Depletion of glycosphingolipids induces excessive response of chondrocytes under mechanical stress

Abstract

Glycosphingolipids (GSLs) are ubiquitous membrane components that play an indispensable role in maintaining chondrocyte homeostasis. To gain better insight into roles of GSLs, we studied the effects of GSL-deletion on the physiological responses of chondrocytes to mechanical stress. Mice lacking Ugcg gene (Ugcg-/-) were genetically generated to obtain GSL-deficient mice, and their chondrocytes from the joints were used for functional analyses in vitro culture experiments. The cells were seeded in a three-dimensional collagen gel and subjected to 5%, 10% or 16% cyclic tensile strain for either 3 or 24 h. The gene expressions of chondrocyte anabolic and catabolic factors, and the induction of Ca2+ signaling were analyzed. Our results revealed that chondrocytes derived from GSL-deficient mice exhibited an elevation in the expression of catabolic factors (ADAMTS-5, MMP-13) following the exposure to strain with amplitudes of 10%. Likewise, applying cyclic tensile strain with these amplitudes resulted in an increased Ca2+ oscillation ratio in chondrocytes from GSL-deficient as compared to the ratio from control mice.

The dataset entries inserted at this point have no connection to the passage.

PR #1502, opened 2018-11-16
Enable-service-access refactor

AartiKriplani:
This commit refactors the `cf enable-service-access` command to the new
style, and adds integration tests.

The changes are detailed in full here:
https://www.pivotaltracker.com/story/show/161228421

[finishes #161228421]
@ablease @nmaslarski @henryaj 

Co-authored-by: Alex Blease <ablease@pivotal.io>
Co-authored-by: Niki Maslarski <nikolay.maslarski@sap.com>
Co-authored-by: Aarti Kriplani <akriplani@pivotal.io>
Signed-off-by: Aarti Kriplani <akriplani@pivotal.io>


AartiKriplani:
@jenspinney @tjvman : Would appreciate your review on the PR, thanks!

abbyachau:
Hey @AartiKriplani many thanks for this. We'll review and get back to you soon as we can.

actor/actionerror/service_plan_not_found_error.go
```diff
@@ -0,0 +1,12 @@
+package actionerror
+
+import "fmt"
+
+type ServicePlanNotFoundError struct {
```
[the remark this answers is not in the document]
ablease: Using this example, we created a version of ServicePlanNotFoundError in the translateableerror package. Thanks Jen!

actor/v2action/service_access.go
```diff
@@ -0,0 +1,223 @@
...
+		Values:   []string{services[0].GUID},
+	})
+	allWarnings = append(allWarnings, warnings...)
+	if err != nil {
+		return allWarnings, err
+	}
+
+	for _, plan := range servicePlans {
+		if plan.Name == servicePlan {
+			warnings, err := actor.removeOrgLevelServicePlanVisibilities(plan.GUID)
```
Ema93sh: It would be great if you add the comments from the legacy code. It was difficult for us to understand why we need to delete plan visibilities without this comment.
https://github.com/cloudfoundry/cli/blob/4445fd548dea41993dc4b9f474830f1ce7aa2d91/cf/actors/services_plans.go#L180-L181

actor/actionerror/service_plan_not_found_error.go
```diff
@@ -0,0 +1,12 @@
...
+	PlanName        string
+	ServiceName     string
+}
+
+func (e ServicePlanNotFoundError) Error() string {
+	return fmt.Sprintf("The plan '%s' could not be found for service %s", e.PlanName, e.ServiceName)
```
Ema93sh: Is the inconsistent quote between the plan name and service name to match the old code? or can this be fixed?

nmaslarski: I think it's a mistake. The quotes are not present neither in the old code, nor in the translated error. I'll remove them

actor/v2action/service_access.go
nmaslarski: Fine with me.
Even with the comment I don't really get why we do it.
Looks to me more like a CC problem, not CLI. However we kept the behaviour in order to be consistent with the old command.

actor/v2action/service_access.go
```diff
@@ -0,0 +1,223 @@
...
+		if err != nil {
+			return allWarnings, err
+		}
+	}
+
+	return allWarnings, nil
+}
+
+// EnablePlanForAllOrgs enables access to a specific plan of the given service in all orgs.
+func (actor Actor) EnablePlanForAllOrgs(serviceName, servicePlan string) (Warnings, error) {
```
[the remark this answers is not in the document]
nmaslarski: Done

actor/v2action/service_access.go
```diff
@@ -0,0 +1,223 @@
...
+	}
+
+	if len(services) == 0 {
+		return allWarnings, actionerror.ServiceNotFoundError{Name: serviceName}
+	}
+
+	servicePlans, warnings, err := actor.CloudControllerClient.GetServicePlans(ccv2.Filter{
+		Type:     constant.ServiceGUIDFilter,
+		Operator: constant.EqualOperator,
+		Values:   []string{services[0].GUID},
```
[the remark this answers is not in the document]
georgi-lozev: Hey @jenspinney that all makes sense.

It's definitely a case for new work to be more conscious about receiving multiple results when one is expected.
However, with the current behaviour already in place for quite some time, I don't see how we could make this a less of a breaking change.

Does it sound feasible to try to release the work that should fail in case of duplicate service name and the `enable-service-access` refactoring in the same CLI version bump?

This won't make the things better, but at least won't have the nondeterministic legacy behaviour as part of a official CLI release with the command refactored.

actor/v2action/service_access.go
```diff
@@ -0,0 +1,225 @@
...
+
+	if err != nil {
+		return allWarnings, err
+	}
+
+	if len(services) == 0 {
+		return nil, actionerror.ServiceNotFoundError{Name: serviceName}
+	}
+
+	orgs, warnings, err := actor.CloudControllerClient.GetOrganizations(ccv2.Filter{
```
Ema93sh: I think it would be better if you use `actor.GetOrganizationByName(orgName)` instead of  relying on `actor.CloudControllerClient.GetOrganziations(...)`. 

* It would remove some code duplication. Don't have to check `len(orgs)`
* The actor method also throws an exception if multiple organization with the same name are found (MultipleOrganizationsFoundError). This scenario is not possible via cf create-org but there might be other ways of creating this scenario (suppose apps-manager accidentally allows this possibility).

actor/v2action/service_access.go
```diff
@@ -0,0 +1,225 @@
...
+		}
+	}
+
+	return allWarnings, nil
+}
+
+// EnablePlanForOrg enables access to a specific plan of the given service in a specific org.
+func (actor Actor) EnablePlanForOrg(serviceName, servicePlanName, orgName string) (Warnings, error) {
+	var allWarnings Warnings
+	services, warnings, err := actor.CloudControllerClient.GetServices(ccv2.Filter{
```
Ema93sh: This block of code https://github.com/cloudfoundry/cli/blob/267b4ec10bf5034d2d09ad7f4fd48d81008b015a/actor/v2action/service_access.go#L158-L170
seems to be repeated in 3 other places:
https://github.com/cloudfoundry/cli/blob/267b4ec10bf5034d2d09ad7f4fd48d81008b015a/actor/v2action/service_access.go#L15
https://github.com/cloudfoundry/cli/blob/267b4ec10bf5034d2d09ad7f4fd48d81008b015a/actor/v2action/service_access.go#L56
https://github.com/cloudfoundry/cli/blob/267b4ec10bf5034d2d09ad7f4fd48d81008b015a/actor/v2action/service_access.go#L103

Looks like this could be abstracted into `GetServiceByName` function. It could be either private (if you do not believe it would be used outside the actor layer) or public. 
Doing this would reduce code duplication and increase code reusability.

actor/v2action/service_access.go
```diff
@@ -0,0 +1,225 @@
...
+		Type:     constant.NameFilter,
+		Operator: constant.EqualOperator,
+		Values:   []string{orgName},
+	})
+
+	if len(orgs) == 0 {
+		return nil, actionerror.OrganizationNotFoundError{Name: orgName}
+	}
+
+	servicePlans, warnings, err := actor.CloudControllerClient.GetServicePlans(ccv2.Filter{
```
Ema93sh: This block of code:
https://github.com/cloudfoundry/cli/blob/267b4ec10bf5034d2d09ad7f4fd48d81008b015a/actor/v2action/service_access.go#L182-L191
is duplicated in:
https://github.com/cloudfoundry/cli/blob/267b4ec10bf5034d2d09ad7f4fd48d81008b015a/actor/v2action/service_access.go#L30
https://github.com/cloudfoundry/cli/blob/267b4ec10bf5034d2d09ad7f4fd48d81008b015a/actor/v2action/service_access.go#L70
https://github.com/cloudfoundry/cli/blob/267b4ec10bf5034d2d09ad7f4fd48d81008b015a/actor/v2action/service_access.go#L133

This could be abstracted as `GetServicePlansForService` and  could belong to [service_plan.go](https://github.com/cloudfoundry/cli/blob/267b4ec10bf5034d2d09ad7f4fd48d81008b015a/actor/v2action/service_plan.go)

You could also use https://github.com/cloudfoundry/cli/blob/267b4ec10bf5034d2d09ad7f4fd48d81008b015a/actor/v2action/service_summary.go#L108 by making it public. But my personal preference is the former.

actor/v2action/service_access.go
```diff
@@ -0,0 +1,125 @@
...
+
+	for _, plan := range servicePlans {
+		if plan.Name == servicePlanName {
+			_, warnings, err := actor.CloudControllerClient.CreateServicePlanVisibility(plan.GUID, org.GUID)
+			allWarnings = append(allWarnings, warnings...)
+			return allWarnings, err
+		}
+	}
+
+	return nil, fmt.Errorf("Service plan '%s' not found", servicePlanName)
```
williammartin: This is an unfortunate error message that is different from line 52. This is legacy behaviour on the CLI which we'd love to fix. See below for examples of how to reproduce:

```
→ cf service-access
Getting service access as admin...
broker: overview-broker
   service            plan      access   orgs
   overview-broker    simple    all

→ cf enable-service-access overview-broker -p lol
Enabling access of plan lol for service overview-broker as admin...
FAILED
The plan lol could not be found for service overview-broker

→ cf enable-service-access overview-broker -p lol -o acceptance
Enabling access to plan lol of service overview-broker for org acceptance as admin...
FAILED
Service plan lol not found
```

The former message is more descriptive. Perhaps we could have a separate story to fix this up. @abbyachau

actor/v2action/service_access.go
jenspinney: "Looks to me more like a CC problem, not CLI. However we kept the behaviour in order to be consistent with the old command." <-- I agree.

actor/v2action/service_access.go
jenspinney: Thanks for the explanation @williammartin. Abby is out this week, but I think it sounds reasonable to have a small follow-up story to fix this.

These results demonstrated that deletion of GSL stimulated the catabolic responses of chondrocytes to mechanical stress via the augmentation of the sensitivity to mechanical stress that may lead to the cartilage deterioration. These findings suggest that the regulation of the physiological responses of chondrocytes by GSLs could be a potential target in a therapeutic intervention in osteoarthritis.